More fundamentally, the civil service needs to rebuild its confidence in internal expertise. This means investing in training and development for existing staff while recruiting specialists who can provide ongoing policy advice. The money currently wasted on consultants could fund significant improvements to in-house capability.

Government should also reform procurement rules to favour smaller, specialist advisers over large consultancy firms when external input is genuinely necessary. Breaking up the oligopoly that currently dominates government consulting would improve both quality and value for money.

The Democratic Deficit

The consultant culture represents more than financial waste—it undermines democratic accountability. When major policy decisions are effectively outsourced to unelected consultants, the chain of responsibility between voters and government becomes dangerously attenuated. Ministers can blame consultants for failures while consultants can claim they only provided advice.
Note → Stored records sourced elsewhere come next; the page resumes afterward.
PR #13, opened 2019-06-05
Swift 5.1-specific improvements

knothed:
Because this is a Swift 5.1-repository (as stated in the README), this pull request establishes a Swift 5.1 feature: Returning from single-line methods without using the `return` statement.


fredpi:
Looks good! Thanks for the PR 👍

PR #18, opened 2019-06-12
Add a changelog

knothed:


fredpi:
Thanks for the PR 👍

A few notes:
• I don‘t think we should list changes of the first release ;)
• Please add a section „Unreleased“ on top with the corresponding subtitles (Added, Changed...).
• We should reference issues and authors in the changelog
• We should mention the changelog in the CONTRIBUTING.md

knothed:
@fredpi What should "Unreleased" mean? Should this section be updated each time stable is updated? Does this make sense?

knothed:
Also, I think it makes sense to outline what the capabilities of the first release were. Especially as they are currently the key part of the project.

PR #19, opened 2019-06-12
Add iOS 13-availability check to the test classes

knothed:


fredpi:
Please let the test fail, if not tested on iOS 13+

knothed:
Done.

PR #22, opened 2019-06-17
Add support for SwiftUI.Image

samuel-mellert:


Sources/SFSafeSymbols/SFSymbolExtension.swift
```diff
@@ -2,23 +2,28 @@ import UIKit
...
     @available(iOS 13.0, *)
     var toImage: UIImage {
         UIImage(systemSymbol: self)
     }
 
-    /// Retrieves the corresponding UIImage with the given configuration.
+    /// Retrieves the corresponding `UIImage` with the given configuration.
     ///
-    /// - withConfiguration: The UIImage.Configuration applied to this system image.
+    /// - Parameter withConfiguration: The `UIImage.Configuration` applied to this system image.
```
fredpi: Would you mind using the param name instead of the argument label here and at some other places to follow the same style everywhere? ;)

Tests/SFSafeSymbolsTests/ImageExtensionTests.swift
```diff
@@ -0,0 +1,19 @@
+@testable import SFSafeSymbols
+import XCTest
+
+#if canImport(SwiftUI)
```
fredpi: If we check for this, we should also wrap the entire test into the `canImport` statement and let the test fail if `SwiftUI` cannot be imported. This way we get a test failure instead of a compiler error.

fredpi:
Thanks for the PR 👍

This accountability deficit is particularly problematic given the ideological homogeneity of major consultancy firms. McKinsey, Deloitte, and their competitors share similar worldviews that often align with fashionable management theories rather than practical governance needs. When government policy is shaped by consultant groupthink, democratic choice becomes largely meaningless.

The Bottom Line

Britain cannot afford to continue funding a shadow civil service of highly paid consultants while the actual civil service atrophies through neglect and under-confidence. The current system delivers the worst of both worlds: high costs and poor outcomes, wrapped in the language of efficiency and expertise.

Taxpayers deserve a government that can think for itself, make decisions based on in-house expertise, and take responsibility for the consequences. Until departments wean themselves off their consultant addiction, British governance will remain expensive, ineffective, and fundamentally unaccountable.

A government that cannot govern without external consultants is not governing at all—it's just managing the decline of its own competence.